▶ [DESCRIPTION OF THE TASK]: Print every record exactly, with nothing added or left out.

▶ [RECORDS SHOWN]:

● ● ● ● ●

PR #120, opened 2023-08-01
Implementation of Track Data Availability

tech3371:
# Change Summary
This is initial implementation of issue [Data Tracket Implementation](https://github.com/IMAP-Science-Operations-Center/sds-data-manager/issues/96)

## Overview

We need a database to track processing. In this review, there are two ways to track processing.
1. Use DynamDB to track processing
2. Use existing opensearch database

## New Files
- sds_data_manager/lambda_code/SDSCode/dynamodb_utils/processing_status.py
   - Defines processing status enum
- sds_data_manager/stacks/dynamodb_stack.py
   - Creates DynamoDB resources using this stack
  
## Updated Files
   - Added code in indexer lambda to take injested data information and initialized data-tracker with default processing status.
   - Created new opensearch index to send same default processing status.
- updated file 2
   - descipriton of change 1 in file 2
   - Updated it take DynamoDB stack as input and use it to get and set environment variable of table name for indexer lambda
   - Updated stack builder to create DynamoDB stack and updated input parameter of sds_data_manager_stack.
## Testing
- tests/infrastructure/test_dynamo_db_stack.py
   - This tests if DynamoDB stack creates resources as expected and checks some required settings.


sds_data_manager/lambda_code/SDSCode/indexer.py
```diff
@@ -105,6 +107,48 @@ def _create_open_search_client():
...
+    return {
+        "instrument": metadata["instrument"],
+        "filename": filename,
+        "data_level": metadata["level"],
+        "version": metadata["version"],
+        "status": ProcessingStatus.PENDING.name,
+    }
+
+
+def write_data_to_dynamodb(item: dict):
```
laspsandoval, line 139: The code creates a new DynamoDB resource inside the write_data_to_dynamodb function every time it's called. If this function is called frequently, it could be more efficient to create the resource once and reuse it.

laspsandoval:
Everything deploys and works. I had one additional comment that might be implemented in another PR. I also have a general question which is : Do you know why we chose to use OpenSearch for the APIs and then a separate DynamoDB for tracking processing? Somehow I missed that information along the way….

Besides that it all looks good. Nice work!

laspsandoval (approved):

sds_data_manager/lambda_code/SDSCode/indexer.py
tech3371: Yeah, for sure! like a global variable or create resource in the handler function and pass as argument?

tech3371:
pre-commit.ci autofix

tech3371:
I don't know why `test_indexer_lambda_iam_policy_resource_properties` test is failing. I tried fixing it but can't seem to fix it. It looks correct me but can't seems to pass it. Any suggestions?

tests/infrastructure/test_data_manager_stack.py
```diff
@@ -411,8 +424,16 @@ def test_indexer_lambda_iam_policy_resource_properties(template):
                             },
                         ],
                     },
+                    {"Action": "dynamodb:PutItem", "Effect": "Allow", "Resource": "*"},
                     {
```
sdhoyt, line 428:
```suggestion
                    {
                        "Action": [
                            "secretsmanager:GetSecretValue",
                            "secretsmanager:DescribeSecret"
                        ],
                        "Effect": "Allow",
                        "Resource": {"Fn::Join": ["", ["arn:", {"Ref": "AWS::Partition"}, Match.string_like_regexp(":secretsmanager:.*:secret:.*")]]},
                    }
```

sdhoyt: I was able to get the test passing by replacing the secrets manager part with this. I got that format from writing the template json to a file and looking at it. I tried Matching the whole Resource entry, but that didn't work for some reason. I think it also didn't like that the GetSecretValue and DescribeSecret were out of order in that list. I'm not sure if I don't know what I'm doing or the cdk is just really annoying to test. But the code above should get the test passing and it seems to be what you were expecting. Let me know if you have any issues

sdhoyt (changes requested):

sdhoyt (approved):

tests/infrastructure/test_data_manager_stack.py
tech3371: Thank you for inspecting that. I wouldn't have done `Fn::Join` because I thought it's not needed since it was not getting arn or anything. 

Test did pass!!!

tech3371:
pre-commit.ci autofix

tech3371:
Thank you @laspsandoval and @sdhoyt for testing it! I am going to merge this PR now.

● ● ● ● ●

▶ [FINISHED TASK]:
PR #120, opened 2023-08-01
Implementation of Track Data Availability

tech3371:
# Change Summary
This is initial implementation of issue [Data Tracket Implementation](https://github.com/IMAP-Science-Operations-Center/sds-data-manager/issues/96)

## Overview

We need a database to track processing. In this review, there are two ways to track processing.
1. Use DynamDB to track processing
2. Use existing opensearch database

## New Files
- sds_data_manager/lambda_code/SDSCode/dynamodb_utils/processing_status.py
   - Defines processing status enum
- sds_data_manager/stacks/dynamodb_stack.py
   - Creates DynamoDB resources using this stack
  
## Updated Files
   - Added code in indexer lambda to take injested data information and initialized data-tracker with default processing status.
   - Created new opensearch index to send same default processing status.
- updated file 2
   - descipriton of change 1 in file 2
   - Updated it take DynamoDB stack as input and use it to get and set environment variable of table name for indexer lambda
   - Updated stack builder to create DynamoDB stack and updated input parameter of sds_data_manager_stack.
## Testing
- tests/infrastructure/test_dynamo_db_stack.py
   - This tests if DynamoDB stack creates resources as expected and checks some required settings.


sds_data_manager/lambda_code/SDSCode/indexer.py
```diff
@@ -105,6 +107,48 @@ def _create_open_search_client():
...
+    return {
+        "instrument": metadata["instrument"],
+        "filename": filename,
+        "data_level": metadata["level"],
+        "version": metadata["version"],
+        "status": ProcessingStatus.PENDING.name,
+    }
+
+
+def write_data_to_dynamodb(item: dict):
```
laspsandoval, line 139: The code creates a new DynamoDB resource inside the write_data_to_dynamodb function every time it's called. If this function is called frequently, it could be more efficient to create the resource once and reuse it.

laspsandoval:
Everything deploys and works. I had one additional comment that might be implemented in another PR. I also have a general question which is : Do you know why we chose to use OpenSearch for the APIs and then a separate DynamoDB for tracking processing? Somehow I missed that information along the way….

Besides that it all looks good. Nice work!

laspsandoval (approved):

sds_data_manager/lambda_code/SDSCode/indexer.py
tech3371: Yeah, for sure! like a global variable or create resource in the handler function and pass as argument?

tech3371:
pre-commit.ci autofix

tech3371:
I don't know why `test_indexer_lambda_iam_policy_resource_properties` test is failing. I tried fixing it but can't seem to fix it. It looks correct me but can't seems to pass it. Any suggestions?

tests/infrastructure/test_data_manager_stack.py
```diff
@@ -411,8 +424,16 @@ def test_indexer_lambda_iam_policy_resource_properties(template):
                             },
                         ],
                     },
+                    {"Action": "dynamodb:PutItem", "Effect": "Allow", "Resource": "*"},
                     {
```
sdhoyt, line 428:
```suggestion
                    {
                        "Action": [
                            "secretsmanager:GetSecretValue",
                            "secretsmanager:DescribeSecret"
                        ],
                        "Effect": "Allow",
                        "Resource": {"Fn::Join": ["", ["arn:", {"Ref": "AWS::Partition"}, Match.string_like_regexp(":secretsmanager:.*:secret:.*")]]},
                    }
```

sdhoyt: I was able to get the test passing by replacing the secrets manager part with this. I got that format from writing the template json to a file and looking at it. I tried Matching the whole Resource entry, but that didn't work for some reason. I think it also didn't like that the GetSecretValue and DescribeSecret were out of order in that list. I'm not sure if I don't know what I'm doing or the cdk is just really annoying to test. But the code above should get the test passing and it seems to be what you were expecting. Let me know if you have any issues

sdhoyt (changes requested):

sdhoyt (approved):

tests/infrastructure/test_data_manager_stack.py
tech3371: Thank you for inspecting that. I wouldn't have done `Fn::Join` because I thought it's not needed since it was not getting arn or anything. 

Test did pass!!!

tech3371:
pre-commit.ci autofix

tech3371:
Thank you @laspsandoval and @sdhoyt for testing it! I am going to merge this PR now.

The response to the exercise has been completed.